Online Threats against Journalists Mark Duterte’s 100 Days

alert-online-threats

 

IT STARTED even during the campaign. Journalists critical of anything about then candidate Rodrigo Duterte were savaged on social media and it has not stopped.  Duterte’s defenders rain specific threats, rape, murder and libel suits, including harm to members of the journalist’s family.

The latest victims of cyber bullying are Manny Mogato and Karen Lema of the British news agency Reuters, who were accused by Duterte partisans of distorting his controversial “Hitler” comments. Lema and Mogato wrote on Sept. 30 the Reuters report “Philippines’ Duterte likens himself to Hitler, wants to kill millions of drug addicts.” The article discussed Duterte’s remarks before the media during a press conference in Davao City after his visit to Vietnam in which he told reporters that critics had been portraying him as “some cousin of Hitler,” that he would be happy to “slaughter” three million drug addicts, and that “At least if Germany had Hitler, the Philippines would have, you know, my victims.”

The report, which was also aggregated from Reuters by at least two online news sites, received a lot of negative feedback from supporters of the President.  An online mob of angry Duterte followers deluged social media with memes, comments and other posts calling the journalists “malicious and irresponsible,” “blunderers” and “attention-seekers” among others.

The pattern of online mobs criticizing journalists is not new. Journalists, among others, have been harassed online for their stories since the internet and social media were invented.  Pointing out what’s wrong with a report should be welcomed since it can contribute to the rational discussion of relevant issues.  But calling journalists names and threatening them with physical harm is more than just another form of bullying, which in itself causes enough harm.  Hate speech against journalists is a direct attack on the framework of democratic discourse as it flouts the rules of civic debate and exchange.

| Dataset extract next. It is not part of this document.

PR #5438, opened 2023-01-20
Fix WooPay express checkout button rendering on cart shortcode

brettshumaker:
This PR fixes an issue with the WooPay express checkout button on the cart shortcode page. If the cart totals were updated, the button would not be re-rendered after the updated cart was shown. It renders the button during the `load` event on `window` and then uses the `updated_cart_totals` event to re-render.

Earlier in September, two women journalists received online threats of rape and harm to their families. Freelance journalist Gretchen Malalad was accused of sharing information with TIME magazine reporter Rishi Iyengar, who wrote the critical article “The Killing Season: Inside Philippine President Rodrigo Duterte’s War on Drugs” for the news magazine.

Al Jazeera correspondent Jamela Alindogan-Caudron, who has been reporting on President Duterte’s anti-drug campaign and clashes between the Armed Forces of the Philippines (AFP) and the Abu Sayyaf Group (ASG), was also attacked by online Duterte partisans.  Alindogan-Caudron and Malalad were called names such as “traitor,” “bayaran” (paid journalist) and “presstitute.”  Some comments even suggested that the two journalists should be raped or killed by the ASG, for their reports. The ASG has been notorious for the violent treatment of their victims.

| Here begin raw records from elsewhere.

PR #5446, opened 2023-01-24
Skip running blocks E2E tests

deepakpathania:
Fixes #5447 

#### Changes proposed in this Pull Request

Currently, the block E2E tests are failing because of a mismatch in error messages expected in tests and the ones coming from Stripe. There was [an issue](https://github.com/woocommerce/woocommerce-gateway-stripe/issues/1633) created for the same in the past but it was closed without any progress and it has resurfaced. 
This is a stop gap solution to skip the blocks tests while we investigate the issue.

#### Testing instructions

* Ensure there are no blocks tests in the PR checks that run for this PR.
* Ensure there are no blocks checks in E2E - all pipeline.
    - Go to Actions -> E2E - all -> Run workflow -> Select this branch and notice the generated matrix output.

-------------------

- [x] Run `npm run changelog` to add a changelog file, choose `patch` to leave it empty if the change is not significant. You can add multiple changelog files in one PR by running this command a few times. 
- [x] Covered with tests (or have a good reason not to test in description ☝️)
- [x] Tested on mobile (or does not apply)

**Post merge**

- [ ] Link to testing instructions from [release testing doc](https://github.com/Automattic/woocommerce-payments/wiki/Release-testing-instructions) following [these instructions](https://github.com/Automattic/woocommerce-payments/wiki/How-to-write-good-manual-testing-scenarios) : _Add link here / 'QA Testing Not Applicable'_
- [ ] Add or update [critical flows](https://github.com/Automattic/woocommerce-payments/wiki/Critical-flows) and [testing instructions for critical flows](https://github.com/Automattic/woocommerce-payments/wiki/Testing-instructions-for-critical-flows), if applicable.
- [ ] Add what's changed (description, screenshot, demo videos etc.) to the release announcement post, if applicable.

PR #5448, opened 2023-01-24
Add hard-coded card errors

RadoslavGeorgiev:

Add hard-coded card errors through a new `Card_Error` exception. This way messages will be static, and E2E tests will not fail.

Since the first commit of the PR fixed E2E tests, this PR also reverts https://github.com/Automattic/woocommerce-payments/pull/5446.

#### Testing instructions

1. Make sure all tests are passing.
2. Use cards, which will be declined from https://stripe.com/docs/testing#declined-payments to make sure you're seeing the right error message.
    - While doing this, I'd recommend adding a breakpoint on [this line](https://github.com/Automattic/woocommerce-payments/blob/fix/inconsistent-errors/includes/exceptions/class-card-error.php#L65) and comparing the API error message to the one, which is being returned.

-------------------

### DIFF
--- a/.github/workflows/e2e-pull-request.yml
+++ b/.github/workflows/e2e-pull-request.yml
@@ -30,8 +30,11 @@ jobs:
     strategy:
       fail-fast:     false
       matrix:
-        test_groups:   [ 'wcpay', 'subscriptions' ] # [TODO] Unskip blocks tests after investigating constant failures.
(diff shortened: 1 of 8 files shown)


RadoslavGeorgiev:
This PR was meant as a fix of an issue, which has since been fixed by other means. I'm closing it.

These are just a few instances of journalists being insulted and even threatened over social media.

On Sept. 22, President Duterte addressed concerns that have been raised over some of his supporters’ online tirades.  “I appreciate very much your support and – how would I say it – enthusiasm to back me up…You are correct. I am doing nothing wrong,” Duterte said. “But of course, we should also not threaten people because they won’t be able to write about the truth.” However, his supporters seemed to have missed this appeal as the threats have continued.

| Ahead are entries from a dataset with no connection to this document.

PR #47, opened 2021-12-07
E2E bootstrap scripts

Tal-or:
Add scrips for e2e tests bootstrap
Couple of scripts that will bootstrap the environment so we'll be able to run e2e in it:
1. `run-e2e-kni.sh` - This is the main script that fires all the others. Any environment variable that is relevant for the e2e tests should be added here.
2. `kube-update.sh` - Creates a kubeletconfig resource with necessary configuration for RTE/NFD deployment.
3. `label-custom-kubelet.sh` - Labels MCP with a unique label that kubeletconfig resource (from 2) will look for in the machineConfigPoolSelector field.
4. `wait-for-mcp` - Waits for MCP to apply the new MC changes.
5. `setup-e2e.sh` - Setups a namespace where all tests components should be deployed in.

### DIFF
--- a/hack/label-custom-kubelet.sh
+++ b/hack/label-custom-kubelet.sh
@@ -1,0 +1,12 @@
+#!/bin/bash
+
+set -e
+
+# expect oc to be in PATH by default
+OC_TOOL="${OC_TOOL:-oc}"
+
+# Label worker MCP
+echo "[INFO]: Labeling worker MCP with custom-kubelet"
+mcp=$(${OC_TOOL} get mcp --selector='pools.operator.machineconfiguration.openshift.io/worker=' -o name)
+
+${OC_TOOL} label --overwrite "$mcp" custom-kubelet=enabled
--- a/hack/setup-e2e.sh
+++ b/hack/setup-e2e.sh
@@ -1,0 +1,20 @@
+#!/bin/bash
+
+set -xue
+
+# expect oc to be in PATH by default
+OC_TOOL="${OC_TOOL:-oc}"
+
+E2E_NAMESPACE_NAME="${E2E_NAMESPACE_NAME:-numaresources-operator-e2e}"
+
+function create_ns() {
+echo "Create $E2E_NAMESPACE_NAME namespace"
+  cat << EOF | $OC_TOOL apply -f -
+apiVersion: v1
+kind: Namespace
+metadata:
+  name: "$E2E_NAMESPACE_NAME"
+EOF
+}
+
+create_ns
--- a/hack/wait-for-mcp.sh
+++ b/hack/wait-for-mcp.sh
@@ -1,0 +1,52 @@
+#!/bin/bash
+
+set -e
+
+# expect oc to be in PATH by default
+OC_TOOL="${OC_TOOL:-oc}"
+
+success=0
+iterations=0
+sleep_time=10
+max_iterations=180 # results in 30 minute timeout
+
+# Let's give the operator some time to do its work before we unpause the MCP (see below)
+echo "[INFO] Waiting a bit for letting the operator do its work"
+sleep 30
+
+until [[ $success -eq 1 ]] || [[ $iterations -eq $max_iterations ]]
+do
+
+  echo "[INFO] Checking if MCP picked up the custom Kubelet configuration"
+  mc=$("$OC_TOOL" get mcp worker -o jsonpath='{.spec.configuration.source[?(@.name=="99-worker-generated-kubelet")]}')
+  # No output means that the new Kubelet config wasn't picked by MCO yet
+  if [ -z "$mc" ]
+  then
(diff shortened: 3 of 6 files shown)


hack/wait-for-mcp.sh
```diff
@@ -0,0 +1,52 @@
...
+
+# Let's give the operator some time to do its work before we unpause the MCP (see below)
+echo "[INFO] Waiting a bit for letting the operator do its work"
+sleep 30
+
+until [[ $success -eq 1 ]] || [[ $iterations -eq $max_iterations ]]
+do
+
+  echo "[INFO] Checking if MCP picked up the custom Kubelet configuration"
+  mc=$("$OC_TOOL" get mcp worker -o jsonpath='{.spec.configuration.source[?(@.name=="99-worker-generated-kubelet")]}')
```
cynepco3hahue, line 21: I think it better to waiting first for updating state and after for updated state

hack/setup-e2e.sh
```diff
@@ -0,0 +1,20 @@
+#!/bin/bash
```
cynepco3hahue, line 1: not need this one, the CI will create the namespace for us

hack/wait-for-mcp.sh
```diff
@@ -0,0 +1,52 @@
+#!/bin/bash
```
fromanirh, line 1: we need to check overlaps with https://github.com/openshift-kni/numaresources-operator/pull/44/commits/cb2d540cf0a87a63def2fcfcf6373ef5dbfe9258

hack/wait-for-mcp.sh
```diff
@@ -0,0 +1,52 @@
...
+  then
+    iterations=$((iterations + 1))
+    iterations_left=$((max_iterations - iterations))
+    echo "[INFO] Custom Kubelet configuration not picked up yet. $iterations_left retries left."
+    sleep $sleep_time
+    continue
+  fi
+
+  echo "[INFO] Checking if MCP is updated"
+  if ! ${OC_TOOL} wait mcp/worker --for condition=Updated --timeout 1s &> /dev/null
```
cynepco3hahue, line 33: I remember it was some issues to use wait, but I do not remember what was the issue :(
Like we can just do
`${OC_TOOL} wait mcp/worker --for condition=Updated --timeout 15m`

hack/label-custom-kubelet.sh
```diff
@@ -0,0 +1,12 @@
...
+set -e
+
+# expect oc to be in PATH by default
+OC_TOOL="${OC_TOOL:-oc}"
+
+# Label worker MCP
+echo "[INFO]: Labeling worker MCP with custom-kubelet"
+mcp=$(${OC_TOOL} get mcp --selector='pools.operator.machineconfiguration.openshift.io/worker=' -o name)
+
+${OC_TOOL} label --overwrite "$mcp" custom-kubelet=enabled
```
fromanirh, line 12: we should minimize node reboots, because we should try hard to make the e2e lane as fast as possible. Fast lane -> we ran it often -> good signal, less bitrot.

cynepco3hahue: hh, do you have proposals? Like probably we can do this kind of configuration from test:
1. Pause MCP
2. Create NRO CR
3. Create custom kubeletconfig and label the MCP
4. Unpause the MCP

Tal-or: Sorry but why we would have node reboot here? it's just labeling the MCP

hack/setup-e2e.sh
Tal-or: But how do we passing the ns created by the CI to the test itself?

hack/label-custom-kubelet.sh
fromanirh: @cynepco3hahue  yes, pausing, then creating NRO, then create custom kubelet config+ label (or the previous two in any order) then unpause is propably the best we can do. I'd not complicate the flow any further until we try this out.
@Tal-or the labeling per se won't of course cause a reboot, and neither will the kubeletconfig alone, but once MCO notices that both the `kubeletconfig` matches a MCP through the label, it will trigger a reboot.

fromanirh:
probably some of these scripts should be ported to golang code inside the testsuite - like we added the wait for MCP

hack/label-custom-kubelet.sh
Tal-or: I see. so we can save one reboot by applying this changes and the one from https://github.com/openshift-kni/numaresources-operator/commit/cb2d540cf0a87a63def2fcfcf6373ef5dbfe9258 together.

Tal-or:
> probably some of these scripts should be ported to golang code inside the testsuite - like we added the wait for MCP

Which part do you think is important to get ported?

Tal-or:
Deprecated by #48 and #49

Since 1986, 152 journalists have been killed, many after receiving death threats, and scores harassed and physically assaulted, for reporting and commenting on such issues of public concern as corruption and criminality. In this country, violence against journalists is real and it goes unpunished,  as often,  it involves those who have power in local communities.

As journalist and media advocacy groups have learned from bitter experience, any threat of physical harm against journalists must be taken seriously.  Such threats have in many instances been the prelude to journalists being killed and constitute a grave peril to the constitutionally protected right of the press to perform their mandated tasks of providing news and commentary.

A Rappler article by Maria Ressa “Propaganda War: Weaponizing the Internet” noted the pivotal use of the social media in the Duterte campaign for presidency.  The management of social media allowed the wide use of content to promote the candidate and to suppress criticism against him. Just two months after Duterte assumed the presidency, the same machinery was used for propaganda and threats.

The intimidation of journalists amounts to online terrorism that also detracts from the reasoned discourse needed in a democracy.  CMFR recognizes the power of social media to expand the arena of debate and exchange, to enhance through unfettered expression the impact of ideas that mobilize progressive movements.  It decries the use of these same instruments to amplify a campaign to suppress free and fair criticism of elected leaders.

We call for more than a token attempt on the part of the administration to rein in its supporters’ unconscionable attempts to demonize even some of the most seasoned media practitioners in this country whose only offense has been to report the truth.